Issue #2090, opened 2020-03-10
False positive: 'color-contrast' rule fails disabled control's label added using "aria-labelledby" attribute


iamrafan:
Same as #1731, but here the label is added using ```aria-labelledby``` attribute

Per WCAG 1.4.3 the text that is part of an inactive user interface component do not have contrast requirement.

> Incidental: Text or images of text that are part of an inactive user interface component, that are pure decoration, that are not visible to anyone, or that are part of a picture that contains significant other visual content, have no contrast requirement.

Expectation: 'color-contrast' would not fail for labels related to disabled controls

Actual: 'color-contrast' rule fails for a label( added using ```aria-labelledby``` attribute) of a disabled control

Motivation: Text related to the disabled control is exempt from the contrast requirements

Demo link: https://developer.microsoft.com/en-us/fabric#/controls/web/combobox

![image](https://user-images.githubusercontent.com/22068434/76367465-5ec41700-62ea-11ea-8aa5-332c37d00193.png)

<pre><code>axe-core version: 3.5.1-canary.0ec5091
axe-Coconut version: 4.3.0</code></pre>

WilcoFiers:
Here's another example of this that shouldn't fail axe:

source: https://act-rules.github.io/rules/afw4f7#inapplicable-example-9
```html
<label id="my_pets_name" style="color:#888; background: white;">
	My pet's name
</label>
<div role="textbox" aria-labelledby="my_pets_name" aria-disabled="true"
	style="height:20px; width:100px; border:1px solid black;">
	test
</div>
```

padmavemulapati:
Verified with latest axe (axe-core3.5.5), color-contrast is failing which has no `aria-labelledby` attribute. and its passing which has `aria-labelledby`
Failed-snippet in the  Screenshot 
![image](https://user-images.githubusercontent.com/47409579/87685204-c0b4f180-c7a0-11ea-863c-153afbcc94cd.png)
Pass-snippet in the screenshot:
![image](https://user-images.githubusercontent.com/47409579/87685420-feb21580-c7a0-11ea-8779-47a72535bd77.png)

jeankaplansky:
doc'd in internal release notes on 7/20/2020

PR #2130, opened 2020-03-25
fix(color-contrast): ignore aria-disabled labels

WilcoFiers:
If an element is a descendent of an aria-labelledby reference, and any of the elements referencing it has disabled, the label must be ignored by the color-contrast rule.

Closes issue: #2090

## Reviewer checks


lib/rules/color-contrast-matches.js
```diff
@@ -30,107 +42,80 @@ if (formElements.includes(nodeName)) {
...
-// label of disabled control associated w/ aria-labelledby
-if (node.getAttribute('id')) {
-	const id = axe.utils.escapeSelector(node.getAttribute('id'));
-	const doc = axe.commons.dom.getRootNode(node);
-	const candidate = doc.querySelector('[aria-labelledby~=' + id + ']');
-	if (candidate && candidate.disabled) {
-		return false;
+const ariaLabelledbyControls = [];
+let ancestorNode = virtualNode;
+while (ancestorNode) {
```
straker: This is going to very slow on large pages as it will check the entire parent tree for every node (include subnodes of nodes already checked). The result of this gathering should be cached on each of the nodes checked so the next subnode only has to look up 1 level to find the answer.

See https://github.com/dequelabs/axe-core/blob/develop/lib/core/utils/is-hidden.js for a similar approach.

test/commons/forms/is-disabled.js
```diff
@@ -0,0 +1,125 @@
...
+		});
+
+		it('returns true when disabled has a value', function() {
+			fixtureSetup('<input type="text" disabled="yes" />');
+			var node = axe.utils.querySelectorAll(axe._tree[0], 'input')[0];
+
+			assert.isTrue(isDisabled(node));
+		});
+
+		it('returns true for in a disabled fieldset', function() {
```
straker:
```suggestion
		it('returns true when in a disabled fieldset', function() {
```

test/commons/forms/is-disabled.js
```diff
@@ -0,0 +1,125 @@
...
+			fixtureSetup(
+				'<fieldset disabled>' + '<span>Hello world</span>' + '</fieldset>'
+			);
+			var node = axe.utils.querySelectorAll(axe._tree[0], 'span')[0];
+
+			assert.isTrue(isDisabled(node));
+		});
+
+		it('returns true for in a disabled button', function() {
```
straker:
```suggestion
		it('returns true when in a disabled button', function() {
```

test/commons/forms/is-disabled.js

......

Scan the material above. Copy each line where "getAttribute" occurs.

-if (node.getAttribute('id')) {
-	const id = axe.utils.escapeSelector(node.getAttribute('id'));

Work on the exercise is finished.